In Japan gedenken sie heuer der sogenannten "Hofdamenliteratur", die vor tausend Jahren dort aufkam und das geistige Leben des Inselvolks prägte. Es war in der Tat eine erstaunliche Epoche, deren literarische Hinterlassenschaften auch für uns Europäer lehrreich und erquicklich sind.

Zu Pankraz‘ Lieblingslektüren gehört das "Kopfkissenbuch" der Hofdame Sei Shonagon in einer deutschen Übersetzung aus dem Jahre 1944. Alle, denen er den Band ausleiht, geben ihn mit Ausdrücken des Entzückens und der Bewunderung zurück. "Wie war so etwas vor tausend Jahren denn überhaupt möglich?" wird gefragt, "wie kamen in diesen frühen Zeiten Frauen dazu, sich derart zu exponieren, ohne sich das Geringste dabei zu vergeben? Wo haben sie das gelernt? Wer hat ihnen das erlaubt?" Aber Pankraz weiß es auch nicht, und wahrscheinlich wissen es nicht einmal Japanologen.

Es war damals in Japan die "Heian-Zeit", so benannt nach der Hauptstadt Heian, die heute Kyoto heißt. Der Kaiser hatte wenig zu sagen, das Regime führten Minister des berühmt-berüchtigten Fujiwara-Clans, und in den Provinzen machten regionale Warlords ohnehin, was sie wollten. Vielleicht war es gerade diese Ohnmacht des Hofes, die Platz schuf für literarische Reflexion und Unterhaltung und die auch schriftstellernde Frauen voll zum Zuge kommen ließ.

Allein dies würde noch nicht die unerhörte Qualität und Offenheit der "Hofdamenliteratur" erklären. Auch in Europa gab es ja frühe Epochen, in denen Frauen mächtig waren und nicht zuletzt die Literatur beherrschten; man denke an die "gelehrten Frauen" des französischen Absolutismus, an die Salons des Fräuleins von Scudery oder der Marquise de Vivonne im Hotel Rambouillet.
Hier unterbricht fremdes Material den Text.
PR #4465, opened 2025-09-24
Simplify initialize in Python

bernardnormier:
The Python follow-up for #4462.


python/modules/IcePy/Communicator.cpp
```diff
@@ -82,44 +82,33 @@ communicatorNew(PyTypeObject* type, PyObject* /*args*/, PyObject* /*kwds*/)
...
 
 extern "C" int
 communicatorInit(CommunicatorObject* self, PyObject* args, PyObject* /*kwds*/)
 {
-    PyObject* argList{nullptr};
-    PyObject* initData{nullptr};
-    PyObject* configFile{nullptr};
-    if (!PyArg_ParseTuple(args, "OOO", &argList, &initData, &configFile))
+    PyObject* pyInitData{nullptr};
+    if (!PyArg_ParseTuple(args, "O", &pyInitData))
```
pepone, line 91: I think we should switch this call to use "O!" for typed object, we use "O" because with 3.7 the argument type was unknown, it can be either args, initData, configFile. This should have been refactor when we updated this but I didn't notice it at the momemt.

We use "O!" in a number of place, for example:

```
modules/IcePy/Connection.cpp
267:    if (!PyArg_ParseTuple(args, "O!", identityType, &id))
359:    if (!PyArg_ParseTuple(args, "O!", compressBatchType, &compressBatch))
388:    if (!PyArg_ParseTuple(args, "O!", compressBatchType, &compressBatch))
```

We can do this in a follow up PR.

pepone (approved):

python/python/Ice/Util.py
```diff
@@ -24,23 +24,17 @@
...
 
 
 @overload
-def initialize(
-    args: list[str] | None = None,
-    initData: None = None,
-    configFile: str | None = None,
-    eventLoop: asyncio.AbstractEventLoop | None = None,
-) -> Communicator: ...
+def initialize(*, initData: InitializationData | None = None) -> Communicator: ...
```
externl, line 31: Not ideal, but we can fix in a followup PR.

externl (approved):

PR #4466, opened 2025-09-24
Simplify Ice.initialize in Ruby

bernardnormier:
This is the Ruby follow-up for #4462.


ruby/test/Ice/properties/Client.rb
```diff
@@ -109,5 +109,20 @@ def run(args)
         end
         puts "ok"
 
+        print "testing Ice.initialize with args... "
```
bernardnormier, line 112: This code was not tested by the test suite.

ruby/test/Ice/properties/Client.rb
```diff
@@ -109,5 +109,20 @@ def run(args)
...
+        args = ["--Foo.Bar=1", "--Foo.Bar=2", "--Ice.Trace.Network=3"]
+        Ice.initialize(args) do |communicator|
+            test(communicator.getProperties().getIceProperty("Ice.Trace.Network") == "3")
+            test(args.length == 2)
+        end
+
+        args = ["--Foo.Bar=1", "--Foo.Bar=2", "--Ice.Trace.Network=3"]
+        Ice.initialize(args) do |communicator, remArgs|
```
bernardnormier: I don't understand why we provide this remArgs syntax since we already modify args in place. Should we remove it?

ruby/src/IceRuby/Communicator.cpp
```diff
@@ -40,128 +40,57 @@ static const rb_data_type_t IceRuby_CommunicatorType = {
...
-
-    private:
-        Ice::CommunicatorPtr _communicator;
-    };
-}
-
 extern "C" VALUE
 IceRuby_initialize(int argc, VALUE* argv, VALUE /*self*/)
 {
+    // This is the implementation of the Ice.initialize module method. There is no Ruby wrapper.
```
bernardnormier, line 46: With a Ruby wrapper, we would pass only initData, and the wrapper would create Properties from args when needed.

ruby/src/IceRuby/Communicator.cpp
```diff
@@ -170,61 +99,53 @@ IceRuby_initialize(int argc, VALUE* argv, VALUE /*self*/)
...
-        {
-            data.properties = Ice::createProperties();
+            // Replace the contents of the given argument list with the filtered arguments.
+            callRuby(rb_ary_clear, args);
+
+            for (const auto& arg: seq)
+            {
+                volatile VALUE str = createString(arg);
+                callRuby(rb_ary_push, args, str);
+            }
```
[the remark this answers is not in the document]
bernardnormier: This is all about writing back the remaining arguments into args.

ruby/src/IceRuby/Communicator.cpp
```diff
@@ -40,128 +40,57 @@ static const rb_data_type_t IceRuby_CommunicatorType = {
...
 
-        if (argc > 2)
+        if (argc > 1)
         {
             throw RubyException(rb_eArgError, "invalid number of arguments to Ice::initialize");
         }
 
         volatile VALUE initDataCls = callRuby(rb_path2class, "Ice::InitializationData");
-        volatile VALUE args = Qnil, initData = Qnil, configFile = Qnil;
+        volatile VALUE args = Qnil, rbInitData = Qnil;
```
pepone, line 64: It will be clear to declare `args` and `rbInitData` in separate lines.

ruby/test/Ice/properties/Client.rb
pepone: I agree, doesn't make sense to do both. I will prefer to remove remArgs too.

pepone (approved):

externl (approved):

Aber was war das für ein Schrott, der dort produziert wurde! Wie war alles verquatscht und preziös verhuscht, wie lebensfremd von irgendwelchen Vorlagen abgekupfert, wie lächerlich!

Die japanischen Hofdamen hingegen lieferten sofort geradezu schreiende Originalität. In den Literaturgeschichten kann man lesen, daß erst kurz vorher eine wahre Revolution in der japanischen Kultur stattgefunden hatte, daß von China herübergekommene Kanons selbst die Sprache tief umpflügten und den autochthonen Geist in einen nur noch lernenden, mühsam nachbuchstabierenden verwandelten. Doch nichts davon ist bei Sei Shonagon oder bei Murasaki Shikibu oder im "Tagebuch einer Eintagsfliege" der Kaiserin Sadako zu spüren.

Sie sind nicht mit dem Fräulein von Scudery zu vergleichen, sondern höchstens mit Molière und dem Herzog von Saint Simon. Oder, um deutsche Vergleiche zu bemühen, mit Goethes "Werther" und Lichtenbergs Aphorismen, und zwar zusammengedacht: Goethes "Werther" plus Lichtenbergs Aphorismen. Es ist "Gesellschaftsliteratur" in einem vollkommen modernen Sinne, mikroskopisches Durchleuchten der aktuellen Zustände und kritische, amüsierte Distanz zu ihnen, Beschreibung und witzige Überhöhung in einem. Von Abhängigkeit von irgendjemand auch nicht die Spur.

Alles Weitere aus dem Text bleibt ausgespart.